The shock of my life was seeing a charming, fun city with the friendliest locals this side of Taiwan. Marie helped out by putting me in touch with Naomi.
* * *
Naomi led me through a neon spiderweb. The alleys criss-crossed each other into a maze. "This is the place," she said.
Fortune Cafe & Bar
Marie had told me about this pub, one of her favorite hangouts in the city.
I stomped up the steps, trying to shake off the cold. The welcome I received inside warmed me up quickly.
Yumiko, me, Naomi, and Megu
They all greeted me happily and were eager to hear news about Marie. Playing the newscaster, I filled them in on her travels through Italy, England, and Canada. She was always the girl on the move.
The women took turns playing tour guide, suggesting where I should go. More importantly, they also told me which foods I absolutely had to try while I was in Hiroshima. That's Asian-style traveling: the food takes priority over the sights.
"Two things are infinite: the universe and human stupidity; and I'm not sure about the former."
--Albert Einstein, physicist
Being a typical American, I was surprised that Hiroshima wasn't a radioactive wasteland. Intellectually, I knew that couldn't be true since people live there now. But that impression lingered. Pretty much every history book I had to read in school only talked about the atom bomb. After that, Hiroshima disappears from the records.
What the books don't say is that parts of Hiroshima feel like a European city. I could write about it, but the pictures are better:
Girls on bicycles
Old man sitting by a canal
Even though it wasn't Tokyo, Hiroshima still had a great buzz. I didn't feel like I was in a remote countryside. The girls were really fashionable too, sporting the high-heeled boots that are popular in winter time.
My good friend Colin once talked about "prime cities." These are cities with enough restaurants, nightlife, economic growth, and international flavor to be a cool city to live in. Some countries have lots of prime cities, like Malaysia. Other countries have none, like Myanmar (a.k.a. Burma).
On the other hand, Japan seemed full of prime cities. Osaka, Kyoto, Kobe, and now Hiroshima. I could easily see myself staying in any one of them. People told me Fukuoka and Sapporo were awesome as well.
I was amazed that Hiroshima recovered so well from its tragic history.
“Men like war: they do not hold much sway over birth, so they make up for it with death. Unlike women, men menstruate by shedding other people's blood.”
Visiting the Peace Memorial Park and Museum were an exception for me. As a rule, I don't like going to the sites of tragedies. They're so damn depressing. People like to quote that saying, "Those who cannot remember the past, are condemned to repeat it." But I'm not sure if people have learned that lesson from building all these memorials and museums.
It's like, "We've made this monument to commemorate the sacrifice, but now we want to do it all over again." There are hard-line Japanese conservatives who want Japan to re-militarize. As for America, they didn't end wars after Vietnam.

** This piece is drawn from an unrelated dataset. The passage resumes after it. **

PR #1974, opened 2019-05-13
WIP: Improve row cache (mostly by not doing it)

seebs:
The row cache turns out to use a lot of memory, especially in read-heavy loads. On relatively write-heavy loads, the row cache gets flushed moderately frequently, implicitly, by the periodic snapshots. On read-heavy loads, though, it grows without any upper bound but "the number of rows you have". Furthermore, to avoid corruption or data races, it has *copies* of the data. This doesn't just double the storage requirements -- in the case where a lot of the data is mmapped from files, the mapped pages can be dropped by the kernel and re-read later, but copies made from that data  can't be dropped like that.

"I'm fed up to the ears with old men dreaming up wars for young men to die in."
"I hate war as only a soldier who has lived it can, only as one who has seen its brutality, its stupidity."
--Dwight D. Eisenhower
In businesses, executives are given stock options, so they have a stake in the success of the company. I wonder if that would work with war, if politicians were exposed to the risk of failure.
A modest proposal: if a politician does vote for war, any of their kids aged 18 and over get sent straight to the battlefield. Not stay in the reserves at home, or in some officers' club away from the front lines. Dropped right there in the middle of the crossfire.
Leaders love to talk about "shared sacrifice" without practicing it. With their own children in danger, this would focus their minds on winning wars, bringing troops home, and most importantly, backing off from going to war in the first place. A stark contrast with how war is conducted now--to make defense companies and mercenaries rich.
"You can't say civilization don't advance . . . in every war they kill you in a new way."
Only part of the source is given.